From the records below, please repeat exactly the line that has "EDIT: actually moved", the line that has "class I2CIOException extends", and every line between them, and nothing else.

Saved data entries
____

PR #99, opened 2026-05-21
perf(sync): single immediate poll per stream push, drop 750ms/3s/8s retry schedule

Kukks:
## Summary
`VtxoSynchronizationService` fanned out every arkd subscription push into three follow-up polls scheduled at +750ms / +3s / +8s. That schedule was tuned for arkd v0.9.0-rc.1's indexer commit-lag (observed range <1s to ~30s). On v0.9.5+ the indexer is essentially in sync with the subscription event, and we also still run a 5-second routine safety-net poll across every active script — so the retry schedule is now dead weight:

- Happy path waits **750ms before the first poll** even fires, so a direct-arkade transaction that was instant on arkd's side took ≥750ms before the VTXO landed in storage.
- The +3s and +8s retries are no-op `UpsertVtxo` calls (already-seen data, no `VtxosChanged` fired).

Replaced with a single immediate enqueue on each stream push. Any race the immediate poll loses against arkd's indexer is caught within ~5s by `RoutinePoll`, which already sweeps every active script with the same `after`-windowed semantics.

Removed:
- `StreamPushPollSchedule[]` (the [750ms, 3s, 8s] array)
- `FirePollSchedule` method (the per-push fan-out)

## Test plan
- [ ] `dotnet build NArk.Core` succeeds (0 errors).
- [ ] After arkd pushes an update, `UpsertVtxo: inserted ...` lands within tens of ms (vs. ~777ms before).
- [ ] If the immediate poll happens to return zero (arkd indexer lag), `RoutinePoll` catches it on the next 5s tick.
- [ ] No regression in the existing arkd-restart / stream-end-grace paths (untouched code).

### DIFF
--- a/NArk.Core/Services/VtxoSynchronizationService.cs
+++ b/NArk.Core/Services/VtxoSynchronizationService.cs
@@ -38,18 +38,6 @@ public class VtxoSynchronizationService : IAsyncDisposable
     // UpdateScriptsView full-syncs newly-added scripts with After=null.
     private static readonly TimeSpan StreamPollLookback = TimeSpan.FromMinutes(5);
 
-    // Delays between arkd's subscription push and our follow-up indexer poll(s).
-    // arkd can emit the event before the indexer query path has the VTXO visible,
-    // and we've observed the commit lag range from <1s to ~30s. Rather than pick a
-    // single tuned delay, enqueue a short retry schedule; each poll uses an `after`
-    // window so repeated fetches of unchanged data are no-ops in the upsert path.
-    private static readonly TimeSpan[] StreamPushPollSchedule =
-    [
-        TimeSpan.FromMilliseconds(750),
-        TimeSpan.FromSeconds(3),
-        TimeSpan.FromSeconds(8),
-    ];
-
     /// <summary>
     /// Internal poll work item.
     /// </summary>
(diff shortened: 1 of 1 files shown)


ghost (approved):
## ✅ Approved

Clean, low-risk perf improvement. Reviewed the full 651-line file, git history (commit `171d11a` that introduced the retry schedule), and cross-repo impact.

### What I verified

1. **No public API change.** `StreamPushPollSchedule` and `FirePollSchedule` were both private. No downstream consumers (grep'd all repos under `/root/arkana/repos/`). No conflict with open PR #98 (different region of same file).

2. **Replacement is correct.** The new immediate-enqueue code (lines 377–387) produces the same `PollRequest` shape as the old `FirePollSchedule` — same `StreamPollLookback`, same default record values (`IsFullSetSnapshot=false`, `IsColdStartCatchup=false`). The `await` on `WriteAsync` is strictly better than the old fire-and-forget pattern — no risk of accumulating concurrent timer tasks during stream-push bursts.

3. **Safety net holds.** `RoutinePoll` at 5s with 2-min lookback (lines 201–202) bounds worst-case detection latency. The old +3s/+8s retries only marginally improved the 750ms-to-5s gap — dead weight on v0.9.5+ where indexer lag is near-zero.

4. **Error handling preserved.** `OperationCanceledException` swallowed (correct for shutdown), other exceptions logged as warnings and non-fatal (RoutinePoll catches up).

5. **Not protocol-critical.** This is VTXO *detection timing*, not signing/forfeit/exit logic. Worst case of a missed immediate poll = ~5s extra latency via RoutinePoll, not fund loss.

### Minor nit (non-blocking)

**Line 79–81:** Channel comment still references "retry schedules" (`// Unbounded: retry schedules + RoutinePoll + catchup can all enqueue at once`). Now that the retry schedule is gone, this could be trimmed to just "RoutinePoll + catchup + stream-push polls". Not worth blocking on.

---
🤖 Reviewed by Arkana

Issue #260, opened 2016-08-03
Native I2C Impl should return real errno's


colinrgodsey:
Currently the impl only returns a -10001, -20001 or -30001. The negative return value from the i2c system calls will only return -1 in the 'less than 0' case. This is just to indicate that you should check errno for the real error code. 

Working on a PR that will return the negative errno from the native impls (still with the same offset for ioctl/read/write). These errnos will be used on the java side to form meaningful IOExceptions as a subclass.

colinrgodsey:
addressed in #289

Issue #259, opened 2016-08-03
Native I2C Impl can't possibly be thread safe


colinrgodsey:
I understand there's locking around bus operations, but there's not across multiple busses and there's a shared static buffer that will be used for the entire process, and could cause issues under parallel access:

https://github.com/Pi4J/pi4j/blob/release/1.1/pi4j-native/src/main/native/com_pi4j_jni_I2C.c#L44

colinrgodsey:
Fix im considering for this:

~~using pthread_key_create/pthread_setspecific/pthread_getspecific~~

EDIT: actually moved all operations to direct access, or stack-allocated

PR #261, opened 2016-08-03
i2c cleanup

colinrgodsey:
deferred to PR #264

addresses #260 #259 
- reduced ioctl calls
- removed shared static buffer in native impl
- direct referencing of stack-allocated data and java byte array contents
- native calls now return errno
- i2c impl throws an IOException subclass with error code
- bounds checks for buffers

### DIFF
--- a/pi4j-core/src/main/java/com/pi4j/io/i2c/I2CIOException.java
+++ b/pi4j-core/src/main/java/com/pi4j/io/i2c/I2CIOException.java
@@ -1,0 +1,54 @@
+package com.pi4j.io.i2c;
+
+import com.pi4j.jni.I2C;
+
+import java.io.IOException;
+
+public class I2CIOException extends IOException {
+    int rawCode;
+    String baseMessage;
+
+    /**
+     * @param message Exception message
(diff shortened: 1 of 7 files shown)


natdan:
I might be slow to pull it and compile it on RPi as I am quite away from one - it is a silly season here (read: holidays). Will do it as soon as I can.

colinrgodsey:
@natdan sounds good 👍

pi4j-core/src/main/java/com/pi4j/io/i2c/I2CIOException.java
```diff
@@ -0,0 +1,54 @@
...
+        this.rawCode = Math.abs(rawCode);
+    }
+
+    /**
+     * Gets the POSIX code associated with this IO error
+     *
+     * @return POSIX error code
+     */
+    public int getCode() {
+        return rawCode - getType() * 10000;
```
colinrgodsey, line 27: my lazy ass forgot what a modulo is it seems

colinrgodsey:
deferred to #264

____

** Response below **
EDIT: actually moved all operations to direct access, or stack-allocated

PR #261, opened 2016-08-03
i2c cleanup

colinrgodsey:
deferred to PR #264

addresses #260 #259 
- reduced ioctl calls
- removed shared static buffer in native impl
- direct referencing of stack-allocated data and java byte array contents
- native calls now return errno
- i2c impl throws an IOException subclass with error code
- bounds checks for buffers

### DIFF
--- a/pi4j-core/src/main/java/com/pi4j/io/i2c/I2CIOException.java
+++ b/pi4j-core/src/main/java/com/pi4j/io/i2c/I2CIOException.java
@@ -1,0 +1,54 @@
+package com.pi4j.io.i2c;
+
+import com.pi4j.jni.I2C;
+
+import java.io.IOException;
+
+public class I2CIOException extends IOException {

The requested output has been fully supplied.